A survey of 436 workers showed that 192 of them said that it was seriously unethical to monitor employee e-mail. When 121 senior-level bosses were surveyed, 40 said that it was seriously unethical to monitor employee e-mail. Find 99% confidence interval to test the claim that for those saying that monitoring e-mail is seriously unethical, the proportion of employees and the proportion of bosses are different.

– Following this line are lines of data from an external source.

PR #52757, opened 2026-08-21
feat(datacoord): add generic bounded retry and failure surfacing for compaction tasks

### LINKED ISSUE #52708: [Enhancement]: DataCoord compaction lacks generic bounded retry and failure surfacing

A generic bounded-retry mechanism and proper failure surfacing for DataCoord compaction tasks.

### Current state (verified on master)

**Retry:**
- The proto already has a generic `CompactionTask.retry_times` field and a `setRetryTimes` task opt, but there is no generic retry engine.
- Only clustering implements bounded retry (`merr.IsRetryableErr(err) && RetryTimes < maxRetryTimes(3)`, reset on success). `mixCompactionTask.processFailed()` and `bumpSchemaVersionTask.processFailed()` are bare `return true`.
- Nothing checks keep-failing at the policy layer: after a task dies, triggers re-select the same segments whenever their trigger condition holds. For schema-bump the condition (`SchemaVersion` lags) is deterministically true, so a segment that deterministically fails an integrity gate (e.g. row-count mismatch) re-runs the full read/write/manifest-commit cycle every trigger interval, forever — and each round can leave another unreachable orphan file for live V3 segments (GC skips files of registered V3 segments).

**Surfacing:**
- `fail_reason` is persisted on the task meta, but failed tasks are cleaned and GC'ed, so the record does not survive.
- Logs: only a WARN per failure (compaction_inspector.go:654).
- Metrics: `DataCoordCompactionTaskNum` has only `pending/executing/done` labels; failed and timeout tasks are counted into `done` (inspector increments `metrics.Done` for every finished task regardless of state), so failures are invisible on dashboards.
- RPC: `GetCompactionState.FailedPlanNo` only works for manual compaction trigger IDs; background compactions (bump/sort/clustering auto-triggers) have no consumer.

### Why is this needed?

A deterministic failure (metadata drift, corrupt segment) currently produces an unbounded silent retry loop with resource churn and orphan accumulation, and operators have no metric or API to notice it. Surfaced during review of #52484 (schema-bump integrity gates).

### Proposal sketch

1. Generalize the clustering retry pattern into the shared task framework (reuse `retry_times`; classify retryable vs terminal via merr).
2. Policy-level protection: cooldown / max re-trigger count for segments whose compaction repeatedly fails (all task types, not only bump).
3. Metrics: add a `failed` (and `timeout`) state label to `DataCoordCompactionTaskNum`; stop counting failures into `done`.
4. Keep a bounded history of terminal failures (segment ID, type, fail_reason) queryable for diagnosis.

### Anything else?

Related review thread: https://github.com/milvus-io/milvus/pull/52484#discussion_r3818434943

AyushKashyapII:
### Related Issue
Fixes #52708

---

### What this PR does / why we need it

DataCoord compaction has four task types (`mixCompactionTask`, `bumpSchemaVersionTask`, `l0CompactionTask`, `clusteringCompactionTask`). Previously, only `clusteringCompactionTask` implemented bounded retries (`merr.IsRetryableErr(err) && RetryTimes < 3`). The other three task types immediately transitioned to `failed` state on the first error, treating transient glitches (e.g. temporary network blips or busy DataNodes) the exact same as permanent failures.

Additionally, failure visibility was limited:
1. `fail_reason` on a task was erased when `cleanCompactionTaskMeta` deleted the task record after `CompactionDropToleranceInSeconds`.
2. `metrics.DataCoordCompactionTaskNum` incremented the `done` label for **every** finished task regardless of whether it succeeded, timed out, or failed.
3. `GetCompactionState`'s failure counters were scoped to manual `triggerID`s, making background compaction failures invisible to external observability tools.

This PR introduces shared bounded retry logic across `mix`, `bump_schema_version`, and `l0` compaction tasks, improves Prometheus metric accuracy, and adds long-lived failure history exposed via the `GetMetrics` endpoint.

---

#### 1. Bounded Retry Classification (`compaction_task_retry.go`)
- Added `classifyFailure()` helper function:
  - Checks if an error is retryable via `merr.IsRetryableErr(err)` and whether `RetryTimes < maxRetryTimes` (default 3).
  - If retryable, increments `RetryTimes` and preserves the task state so it is re-attempted on the next scheduler tick.
  - If non-retryable or retries are exhausted, transitions the task state to `failed` and records the `fail_reason`.
- Wired `classifyFailure()` into failure paths across `compaction_task_mix.go`, `compaction_task_bump_schema_version.go`, and `compaction_task_l0.go`.

#### 2. Configuration (`component_param.go`)
- Introduced `dataCoord.compaction.maxRetryTimes` (`DataCoordCfg.CompactionMaxRetryTimes`, default `3`, refreshable) to control the retry budget across compaction tasks.

#### 3. Metrics (`metrics.go` & `compaction_inspector.go`)
- Added `Failed` and `Timeout` status labels to `metrics.DataCoordCompactionTaskNum`.
- `checkCompaction()` now inspects the terminal state of finished tasks to accurately count `done`, `failed`, and `timeout` metrics rather than folding all completed tasks into `done`.

#### 4. Diagnostic Failure History (`compaction_task_meta.go` & `server.go`)
- Added a 24-hour LRU cache (`failureHistory`, 256 entries) in `compactionTaskMeta` that records terminal task failures.
- Failure reasons survive even after `cleanCompactionTaskMeta` deletes the primary task record.
- Exposed failure history via the `GetMetrics` endpoint under the key `compaction_task_failures` (`metricsinfo.CompactionTaskFailureKey`).

---

### Out of Scope / Deferred to Follow-ups
- **Cross-Task Cooldown:** Segment-level cooldown across separate trigger cycles (which allocate fresh `PlanID`s and task structs) is explicitly deferred for a separate design discussion.
- **Clustering Task Refactoring:** `clusteringCompactionTask`'s existing retry implementation remains untouched to limit blast radius.

---

### Test Plan
- `compaction_task_retry_test.go`: Isolated unit test suite for `classifyFailure()` (retryable vs non-retryable errors, max retry limits, parameter overrides).
- `compaction_task_mix_test.go`, `compaction_task_bump_schema_version_test.go`, `compaction_task_l0_test.go`: Verified retry increments and failure transitions end-to-end through real task execution paths.
- `compaction_task_meta_test.go`: Verified `TestFailureHistorySurvivesTaskMetaDrop` to confirm failure reasons outlive task deletion.
- `compaction_inspector_test.go`: Updated metric assertion tests to ensure `done`, `failed`, and `timeout` labels are properly recorded.

---

### Does this PR introduce breaking changes?
- [ ] Yes
- [x] No

> **Note on Metrics:** The Prometheus metric `datacoord_compaction_task_num` has no change to its metric name or label keys. However, the `done` status label will now accurately exclude failed/timed-out tasks.

### DIFF
--- a/internal/datacoord/compaction_inspector.go
+++ b/internal/datacoord/compaction_inspector.go
@@ -643,18 +643,34 @@ func (c *compactionInspector) checkCompaction() error {
 	c.executingGuard.Lock()
 	for _, t := range finishedTasks {
 		delete(c.executingTasks, t.GetTaskProto().GetPlanID())
-		mlog.Info(context.TODO(), "compaction task finished",
+		state := t.GetTaskProto().GetState()
+		terminal := state == datapb.CompactionTaskState_failed || state == datapb.CompactionTaskState_timeout
+		logFields := []mlog.Field{
 			mlog.Int64("planID", t.GetTaskProto().GetPlanID()),
 			mlog.String("type", t.GetTaskProto().GetType().String()),
-			mlog.String("state", t.GetTaskProto().GetState().String()),
+			mlog.String("state", state.String()),
 			mlog.String("channel", t.GetTaskProto().GetChannel()),
 			mlog.String("label", t.GetLabel()),
 			mlog.FieldNodeID(t.GetTaskProto().GetNodeID()),
 			mlog.Int64s("inputSegments", t.GetTaskProto().GetInputSegments()),
 			mlog.String("reason", t.GetTaskProto().GetFailReason()),
-		)
+		}
+		if terminal {
+			mlog.Warn(context.TODO(), "compaction task finished with a failure or timeout", logFields...)
+			c.meta.GetCompactionTaskMeta().RecordTerminalFailure(t.GetTaskProto())
+		} else {
+			mlog.Info(context.TODO(), "compaction task finished", logFields...)
+		}
+
 		metrics.DataCoordCompactionTaskNum.WithLabelValues(fmt.Sprintf("%d", t.GetTaskProto().GetNodeID()), t.GetTaskProto().GetType().String(), metrics.Executing).Dec()
-		metrics.DataCoordCompactionTaskNum.WithLabelValues(fmt.Sprintf("%d", t.GetTaskProto().GetNodeID()), t.GetTaskProto().GetType().String(), metrics.Done).Inc()
+		switch state {
+		case datapb.CompactionTaskState_failed:
+			metrics.DataCoordCompactionTaskNum.WithLabelValues(fmt.Sprintf("%d", t.GetTaskProto().GetNodeID()), t.GetTaskProto().GetType().String(), metrics.Failed).Inc()
+		case datapb.CompactionTaskState_timeout:
+			metrics.DataCoordCompactionTaskNum.WithLabelValues(fmt.Sprintf("%d", t.GetTaskProto().GetNodeID()), t.GetTaskProto().GetType().String(), metrics.Timeout).Inc()
+		default:
+			metrics.DataCoordCompactionTaskNum.WithLabelValues(fmt.Sprintf("%d", t.GetTaskProto().GetNodeID()), t.GetTaskProto().GetType().String(), metrics.Done).Inc()
+		}
 	}
 	c.executingGuard.Unlock()
 
--- a/internal/datacoord/compaction_task_meta.go
+++ b/internal/datacoord/compaction_task_meta.go
@@ -56,6 +56,16 @@ func newCompactionTaskStats(task *datapb.CompactionTask) *metricsinfo.Compaction
 	}
 }
 
+// terminalFailureHistorySize bounds the number of terminally-failed/timed-out compaction
+// tasks kept for diagnosis after their task meta has been dropped by cleanCompactionTaskMeta.
+const terminalFailureHistorySize = 256
+
+// terminalFailureHistoryTTL is deliberately longer than taskStats' TTL: taskStats is a
+// live debug snapshot of recent tasks of any outcome, while this history exists specifically
+// so a terminal failure remains queryable well after cleanCompactionTaskMeta has deleted the
+// task's own meta record (see compaction_inspector.go's CompactionDropToleranceInSeconds).
+const terminalFailureHistoryTTL = 24 * time.Hour
+
 type compactionTaskMeta struct {
 	sync.RWMutex
 	ctx     context.Context
@@ -63,6 +73,9 @@ type compactionTaskMeta struct {
 	// currently only clustering compaction task is stored in persist meta
 	compactionTasks map[int64]map[int64]*datapb.CompactionTask // triggerID -> planID
 	taskStats       *expirable.LRU[UniqueID, *metricsinfo.CompactionTask]
+	// failureHistory retains terminally-failed/timed-out tasks (keyed by planID) past the
+	// point cleanCompactionTaskMeta deletes their normal task meta, for diagnosis.
+	failureHistory *expirable.LRU[UniqueID, *metricsinfo.CompactionTask]
 }
 
 func newCompactionTaskMeta(ctx context.Context, catalog metastore.DataCoordCatalog) (*compactionTaskMeta, error) {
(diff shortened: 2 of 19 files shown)


internal/datacoord/compaction_task_meta.go
```diff
@@ -205,3 +219,23 @@ func (csm *compactionTaskMeta) TaskStatsJSON() string {
...
 	return string(ret)
 }
+
+// RecordTerminalFailure snapshots a task that just reached a terminal failed/timeout state,
+// so it stays queryable after cleanCompactionTaskMeta later deletes its regular task meta.
+// Safe to call for any task; callers are expected to only call it for failed/timeout tasks.
+func (csm *compactionTaskMeta) RecordTerminalFailure(task *datapb.CompactionTask) {
+	csm.Lock()
+	defer csm.Unlock()
+	csm.failureHistory.Add(task.GetPlanID(), newCompactionTaskStats(task))
```
yhmo, line 243: internal/datacoord/compaction_task_meta.go line:229
Medium ---- Failure-history entries always record an empty end_time, which undercuts the diagnosis purpose of the new compaction_task_failures output.

RecordTerminalFailure snapshots the task at the moment checkCompaction detects it, but every terminal transition that reaches this point (classifyFailure's setState(failed), or the setState(timeout) paths in QueryTaskOnWorker) calls updateAndSaveTaskMeta while the task's current state is still executing. The end-time-append branch in updateAndSaveTaskMeta only fires when the pre-transition state is already completed/cleaned/failed/timeout, so task.EndTime stays 0 and newCompactionTaskStats renders TimestampToString(0) as "", which the omitempty json tag then drops entirely. The regression test TestFailureHistorySurvivesTaskMetaDrop cannot catch this because it constructs the task with an explicit EndTime.

A straightforward fix is to stamp the end time when recording (e.g. clone with setEndTime(time.Now().Unix()) before newCompactionTaskStats) so the history actually shows when the terminal failure occurred.

internal/datacoord/compaction_inspector.go
```diff
@@ -643,18 +643,34 @@ func (c *compactionInspector) checkCompaction() error {
...
+			c.meta.GetCompactionTaskMeta().RecordTerminalFailure(t.GetTaskProto())
+		} else {
+			mlog.Info(context.TODO(), "compaction task finished", logFields...)
+		}
+
 		metrics.DataCoordCompactionTaskNum.WithLabelValues(fmt.Sprintf("%d", t.GetTaskProto().GetNodeID()), t.GetTaskProto().GetType().String(), metrics.Executing).Dec()
-		metrics.DataCoordCompactionTaskNum.WithLabelValues(fmt.Sprintf("%d", t.GetTaskProto().GetNodeID()), t.GetTaskProto().GetType().String(), metrics.Done).Inc()
+		switch state {
+		case datapb.CompactionTaskState_failed:
+			metrics.DataCoordCompactionTaskNum.WithLabelValues(fmt.Sprintf("%d", t.GetTaskProto().GetNodeID()), t.GetTaskProto().GetType().String(), metrics.Failed).Inc()
```
yhmo, line 668: internal/datacoord/compaction_inspector.go line:668
Low ---- DataCoordCompactionTaskNum is a GaugeVec, but the new failed/timeout label values (like the existing done) are used as monotonic per-process counters via .Inc().

The metric Help text reads "Number of compaction tasks currently", which only fits the pending/executing series (Inc/Dec). done/failed/timeout only ever increase, so they have counter semantics while living on a gauge: they reset to zero on DataCoord restart (a Counter would expose the restart), and operator queries applying rate()/increase() or graphing "current" against the Help text can misread the series. Since this PR exists specifically to improve metric accuracy, consider either introducing a separate CounterVec for the cumulative outcome counts, or at least clarifying the metric Help/name so the cumulative semantics of done/failed/timeout are unambiguous.

AyushKashyapII:
hey @yhmo , thnks for the review! Fixed both:

- EndTime bug — you were right, RecordTerminalFailure now backfills the timestamp when it's still unset instead of silently dropping it. Added a test that actually exercises the zero-EndTime path this time instead of hand-setting it.
- Gauge/counter mismatch — went with the minimal fix for now: clarified the Help text so done/failed/timeout are honest about being cumulative-since-restart, not a live count. Happy to split them into a proper CounterVec in a follow-up if you'd rather do it now instead.

AyushKashyapII:
CI is failing at build-3rdparty libavrocpp/1.12.1.1 source download 404s from dlcdn.apache.org (Apache rotated it out for 1.12.2; still available at archive.apache.org). This looks like an infra issue in the conan recipe, unrelated to this PR's changes.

99% confidence interval for the difference in the proportion of employees and the proportion of bosses who says that monitoring e-mail is seriously unethical is [-0.016 , 0.236].

Step-by-step explanation:

We are given that a survey of 436 workers showed that 192 of them said that it was seriously unethical to monitor employee e-mail.

When 121 senior-level bosses were surveyed, 40 said that it was seriously unethical to monitor employee e-mail.

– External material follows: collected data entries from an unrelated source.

PR #52759, opened 2026-08-22
test: tolerate TEI rerank score drift in model-rerank order assertion

changshenhan:
@-


xiaofan-luan:
Closing as superseded by #52742, which has merged the rerank score-drift tolerance fix and covers both rerank test paths. Thank you for the contribution.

Firstly, the Pivotal quantity for 99% confidence interval for the difference in population proportion is given by;

P.Q. = [tex]\frac{(\hat p_1-\hat p_2)-(p_1-p_2)}{\sqrt{\frac{\hat p_1(1-\hat p_1)}{n_1}+\frac{\hat p_2(1-\hat p_2)}{n_2} } }[/tex] ~ N(0,1)

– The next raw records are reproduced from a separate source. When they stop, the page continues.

PR #52760, opened 2026-08-22
fix: clean proxy collection/db metrics via DeletePartialMatch not stale enumeration

changshenhan:
@-

### DIFF
--- a/pkg/metrics/metrics_test.go
+++ b/pkg/metrics/metrics_test.go
@@ -17,6 +17,9 @@
 package metrics
 
 import (
+	"os"
+	"regexp"
+	"strings"
 	"testing"
 
 	"github.com/prometheus/client_golang/prometheus"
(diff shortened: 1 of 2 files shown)


pkg/metrics/proxy_metrics.go
```diff
@@ -586,192 +586,133 @@ func CleanupProxyDBMetrics(nodeID int64, dbName string) {
...
-		collectionName:    collection,
 	})
-	ProxyInsertVectors.DeletePartialMatch(prometheus.Labels{
+	ProxyCollectionMutationLatency.DeletePartialMatch(prometheus.Labels{
 		nodeIDLabelName:   strconv.FormatInt(nodeID, 10),
 		databaseLabelName: dbName,
-		collectionName:    collection,
 	})
-	ProxyUpsertVectors.DeletePartialMatch(prometheus.Labels{
+	ProxyReceivedNQ.DeletePartialMatch(prometheus.Labels{
```
yhmo, line 601: pkg/metrics/proxy_metrics.go line:601
Medium ---- This same conversion to DeletePartialMatch already landed on master via #52691 (commit e198153655b2, merged 2026-08-25), and the merged version is a superset of this PR: it also adds a db_name label to ProxySearchSparseNumNonZeros and ProxyFunctionlatency, cleans ProxyReportValue on DropDatabase, and dedups the metric list into a single proxyCollectionScopedMetrics() helper shared by both cleanup functions. This PR's base (57ea5fff, 2026-08-22) predates that merge, so merging now would conflict with current master, and master's version is more complete than what is proposed here. Please rebase onto current master and reconcile, or close this PR in favor of #52691.

pkg/metrics/proxy_metrics.go
```diff
@@ -586,192 +586,133 @@ func CleanupProxyDBMetrics(nodeID int64, dbName string) {
...
+	ProxyScannedRemoteMB.DeletePartialMatch(prometheus.Labels{
+		nodeIDLabelName:   strconv.FormatInt(nodeID, 10),
+		databaseLabelName: dbName,
 	})
-	ProxyCollectionSQLatency.Delete(prometheus.Labels{
-		nodeIDLabelName:    strconv.FormatInt(nodeID, 10),
-		queryTypeLabelName: UpsertQueryLabel,
-		databaseLabelName:  dbName,
-		collectionName:     collection,
+	ProxyScannedTotalMB.DeletePartialMatch(prometheus.Labels{
```
yhmo, line 625: pkg/metrics/proxy_metrics.go line:625
Medium ---- DropDatabase still leaks the collection-scoped metrics that carry no db_name label: ProxySearchSparseNumNonZeros (node_id, collection_name, query_type, field_id) and ProxyFunctionlatency (node_id, collection_name, function_type, provider, function_name) are not cleaned by CleanupProxyDBMetrics, and the db-only ProxyReportValue is not cleaned either. The new structural test explicitly documents this exclusion, so the leak becomes permanent rather than accidental. Separately, cleaning those two metrics by (node_id, collection_name) on collection drop can remove a same-named collection's series in a different database, because collection names are only unique per db. Issue #52690 calls out the missing db_name label explicitly, and merged #52691 fixed both problems by adding db_name to the two metrics; consider adopting the same approach here.

pkg/metrics/metrics_test.go
```diff
@@ -367,3 +385,80 @@ func TestCleanupProxyCollectionMetricsDropsEveryCollectionSeries(t *testing.T) {
...
+	src, err := os.ReadFile("proxy_metrics.go")
+	assert.NoError(t, err)
+	text := string(src)
+
+	collectionBody := funcBody(text, "CleanupProxyCollectionMetrics")
+	dbBody := funcBody(text, "CleanupProxyDBMetrics")
+	assert.NotEmpty(t, collectionBody, "CleanupProxyCollectionMetrics not found in proxy_metrics.go")
+	assert.NotEmpty(t, dbBody, "CleanupProxyDBMetrics not found in proxy_metrics.go")
+
+	vecRe := regexp.MustCompile(`(?s)(\w+)\s*=\s*prometheus\.New\w+Vec\(.*?\[\]string\{([^}]*)\}`)
```
yhmo, line 453: pkg/metrics/metrics_test.go line:453
Low ---- This structural guard has silent false-negative paths: the regex only matches declarations shaped `X = prometheus.New*Vec(...)`, so a future metric declared with `:=`, renamed, or with labels formatted differently silently bypasses the check; and assert.Contains is a substring match, so a comment inside the cleanup function that merely mentions a metric name would satisfy it without the metric actually being deleted. Consider asserting the exact DeletePartialMatch call sites instead of substring presence.

pkg/metrics/metrics_test.go
```diff
@@ -283,25 +286,40 @@ func proxyCollectionCollectors() []prometheus.Collector {
 	}
 }
 
+// observeProxyCollection emits the label combinations the proxy actually uses
+// (internal/proxy/impl.go), including the ones the pre-#52690 enumeration did
+// not cover. The deprecated per-collection metrics are emitted for search,
+// hybrid_search, query and upsert_query / delete and upsert; the byte/scanned
+// counters for every msg_type including hybrid_search. Observing a single
+// combination per metric cannot catch a stale cleanup enumeration, so this
+// deliberately mirrors the full emitted space.
```
yhmo, line 295: pkg/metrics/metrics_test.go line:295
Low ---- "deliberately mirrors the full emitted space" overstates what observeProxyCollection does: it only observes representative combos (ProxyCollectionSQLatency gets Search + HybridSearch, while production also emits query and upsert_query; ProxyReceiveBytes gets Delete + HybridSearch, while production also emits Search/Query/Insert/Upsert). That is sufficient to catch the stale-enumeration bug, so coverage is fine, but the comment should describe it as a representative subset rather than the full emitted space. Also fixes the typo "Observaing".

changshenhan:
Closing this PR as fully superseded by #52691 (merged), which implements the same fix for #52690:

- `DeletePartialMatch` on proxy collection/db metrics instead of enumerating label values (which went stale for `hybrid_search`/`upsert`)
- DB-drop cleanup for collection-scoped metrics
- A structural completeness guard (`TestCollectionScopedMetricsAreComplete`) covering both cleanup paths

This PR's changes and its regression tests are all subsumed by #52691, so there is nothing left to merge here. Thanks for the review cycle — happy to pick up other areas next.

PR #52761, opened 2026-08-22
enhance: optimize computeRecall using hash set instead of nested loop

chasingegg:
## What this PR does

`recallCal` in `internal/proxy/util.go` uses a nested loop to compute recall, which is O(n*m). When topk is large (e.g. 100000), this results in 10^10 comparisons and takes several seconds per query.

This PR replaces the nested loop with a hash set, reducing the complexity to O(n+m).

## Benchmark (topk = 100000)

| Implementation | Complexity | Time |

where, [tex]\hat p_1[/tex] = sample proportion of employees who say that monitoring e-mail is seriously unethical = [tex]\frac{192}{436}[/tex] = 0.44

[tex]\hat p_2[/tex] = sample proportion of senior-level bosses who say that monitoring e-mail is seriously unethical = [tex]\frac{40}{121}[/tex] = 0.33

[tex]n_1[/tex] = sample of employees = 436

[tex]n_2[/tex] = sample of senior-level bosses = 121

Here for constructing 99% confidence interval we have used Two-sample z test for proportions.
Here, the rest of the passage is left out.